Diese und andere Schönheit ist das erklärte Ziel Nick Guests, des jungen schwulen Oxford-Absolventen, durch dessen Perspektive uns Hollinghurst in „The Line of Beauty“ noch einmal einen Blick auf die Achtzigerjahre werfen lässt. Zeitlich knüpft der Roman dabei genau an „Die Schwimmbad-Bibliothek“ an. Es ist das Jahr 1983, die Eiserne Lady hat gerade triumphal ihre zweite Amtszeit angetreten, und die Wirtschaft floriert – zumindest für diejenigen, denen es ohnehin schon gut geht und die den Willen haben, ihre Ziele ohne Skrupel zu verfolgen. Die Feddens, die Eltern von Nicks Collegefreund und heimlichem Schwarm Toby, gehören auf jeden Fall zu dieser Art Menschen, Rachel mit ihrem Familienreichtum und Gerald mit seiner absehbar glänzenden politischen Karriere in der Thatcher-Regierung. Nick zieht zu ihnen in ein Zimmer im Dachgeschoss und lässt sich sehr bereitwillig auf den Glamour ihres Lebens ein, wohl wissend, dass er niemals wirklich dazugehören wird. Seine Homosexualität ist für die Feddens kein Problem, solange sie nicht thematisiert wird.

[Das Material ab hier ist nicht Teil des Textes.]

PR #1031, opened 2022-06-07
Do not elide find_package() if MONGO_USE_CCACHE is set

eramongodb:
### Description

Fix overzealous elison of call to ~`find_package()`~ `find_program()` introduced in https://github.com/mongodb/mongo-c-driver/pull/1029 when `MONGO_USE_CCACHE` is set. `CCACHE_EXECUTABLE` still needs to be found and set when `MONGO_USE_CCACHE` is manually set by the user on initial configuration, not just post-configuration.

### DIFF
--- a/build/cmake/CCache.cmake
+++ b/build/cmake/CCache.cmake
@@ -8,41 +8,40 @@
     ON or OFF.
 ]]
 
-# Find and enable ccache for compiling if not already found.
-if (NOT DEFINED MONGO_USE_CCACHE)
-    find_program (CCACHE_EXECUTABLE ccache)
-    if (CCACHE_EXECUTABLE)
-        message (STATUS "Found ccache: ${CCACHE_EXECUTABLE}")
+find_program (CCACHE_EXECUTABLE ccache)
 
-        execute_process (
-            COMMAND ${CCACHE_EXECUTABLE} --version | perl -ne "print $1 if /^ccache version (.+)$/"
-            OUTPUT_VARIABLE CCACHE_VERSION
-            OUTPUT_STRIP_TRAILING_WHITESPACE
-        )
+# Enable ccache for compiling if not already configured.
+if (CCACHE_EXECUTABLE AND NOT DEFINED MONGO_USE_CCACHE)
+    message (STATUS "Found ccache: ${CCACHE_EXECUTABLE}")
 
-        # Assume `ccache --version` mentions a simple version string, e.g. "1.2.3".
-        # Permit patch number to be omitted, e.g. "1.2".
-        set (SIMPLE_SEMVER_REGEX "([0-9]+)\.([0-9]+)(\.([0-9]+))?")
-        string (REGEX MATCH "${SIMPLE_SEMVER_REGEX}" CCACHE_VERSION ${CCACHE_VERSION})
+    execute_process (
+        COMMAND ${CCACHE_EXECUTABLE} --version | perl -ne "print $1 if /^ccache version (.+)$/"
+        OUTPUT_VARIABLE CCACHE_VERSION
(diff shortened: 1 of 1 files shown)


build/cmake/CCache.cmake
```diff
@@ -8,41 +8,40 @@
...
+    # Avoid spurious "ccache.conf: No such file or directory" errors due to ccache being invoked in parallel, which was patched in ccache version 3.4.3.
+    if (${CCACHE_VERSION} VERSION_LESS 3.4.3)
+        message (STATUS "Detected ccache version ${CCACHE_VERSION} is less than 3.4.3, which may lead to spurious failures when run in parallel. See https://github.com/ccache/ccache/issues/260 for more information.")
+        message (STATUS "Compiling with CCache disabled. Enable by setting MONGO_USE_CCACHE to ON")
+        option (MONGO_USE_CCACHE "Use CCache when compiling" OFF)
+    else ()
+        message (STATUS "Compiling with CCache enabled. Disable by setting MONGO_USE_CCACHE to OFF")
+        option (MONGO_USE_CCACHE "Use CCache when compiling" ON)
+    endif ()
+endif (CCACHE_EXECUTABLE AND NOT DEFINED MONGO_USE_CCACHE)
```
vector-of-bool, line 44: Is there a reason you're repeating the condition in the `endif()` call?

build/cmake/CCache.cmake
```diff
@@ -8,41 +8,40 @@
...
+
+    if (CCACHE_VERSION)
+        message (STATUS "Detected ccache version: ${CCACHE_VERSION}")
+    else ()
+        message (WARNING "Could not obtain ccache version from `ccache --version`. Defaulting to 0.1.0.")
+        set (CCACHE_VERSION 0.1.0)
+    endif ()
+
+    # Avoid spurious "ccache.conf: No such file or directory" errors due to ccache being invoked in parallel, which was patched in ccache version 3.4.3.
+    if (${CCACHE_VERSION} VERSION_LESS 3.4.3)
```
vector-of-bool, line 36:
```suggestion
    if (CCACHE_VERSION VERSION_LESS "3.4.3")
```

The `if()`, `elseif()`, and `while()` commands process their arguments differently depending on whether they are quoted:

- If an operand is unquoted, it will be treated as the name of a variable and dereferenced.
- If an operand is quoted, it will be treated exactly as evaluated.

This is one of the biggest quirks of CMake's syntax, and only really happens in conditionals, but it's easy to remember once you've seen it a few times. (Refer: https://cmake.org/cmake/help/latest/command/if.html#variable-expansion)

vector-of-bool (commented):
I discovered one other quirk of note. Also, I'm guessing you probably meant "`find_program()`" in the commit/PR message 🙂.

build/cmake/CCache.cmake
eramongodb: Just to not lose track of the corresponding `if ()` given the size of the block, a la `#endif // COND` or `} // namespace <name>`. I can remove if you think it is undesirable/unnecessary.

build/cmake/CCache.cmake
eramongodb: Thank you. Looks like I need to review my understanding of CMake intricacies.

build/cmake/CCache.cmake
vector-of-bool: It only tends to be a code smell as it is a very very old pattern that is disrecommended anymore in favor of just using  prose-like comments for the purpose, but I don't feel strongly about it here.

vector-of-bool (approved):

eramongodb:
> I'm guessing you probably meant "find_program()" in the commit/PR message

Fixed it in the commit message in the description, but not in the commit message header itself. 🤦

Der Gang durch die Achtzigerjahre wird exemplarisch in vier Kapiteln beschritten. Im ersten begegnen wir einem unsicheren Nick, ebenso fasziniert wie eingeschüchtert, einerseits vom selbstverständlichen Luxus, in dem er mit einem Mal leben darf, andererseits von den Möglichkeiten, die sich einem jungen Schwulen in London bieten. Im nächsten Kapitel kennt er sich in der Szene bereits bestens aus und ist liiert mit Wani Ouradi, einem jungen Millionär, der ihn mit der Modedroge und der Hartherzigkeit der Zeit bekannt macht. Wani lebt ein Doppelleben, komplett mit Verlobter, und erst Aids reißt diese Fassade ein.
Die Krankheit schleicht sich heimtückisch, aber immer offensichtlicher in den Roman. Während Nicks stockkonservatives Umfeld natürlich der Verlockung nicht widerstehen kann, in der Seuche eine Strafe für diejenigen zu sehen, die nicht in ihr Weltbild passen, wird sie im größeren Rahmen des Romans zu einer Metapher für das Ende einer Zeit, die sich von jeglichen Konsequenzen frei sah. Und dies trifft eben nicht nur auf die Homosexuellen zu, sondern auch auf den Teil der Gesellschaft, für den Schönheit nur fassbar wird, wenn sie mit einem Preis gekennzeichnet ist. Hollinghurst hält den ganzen Achtzigerjahren einen Spiegel vor, und wenn dessen Ränder mit geschmackvollen Ornamenten verziert sind, so wirkt die Fratze, die die polierte Oberfläche zurückwirft, nur umso unvorteilhafter.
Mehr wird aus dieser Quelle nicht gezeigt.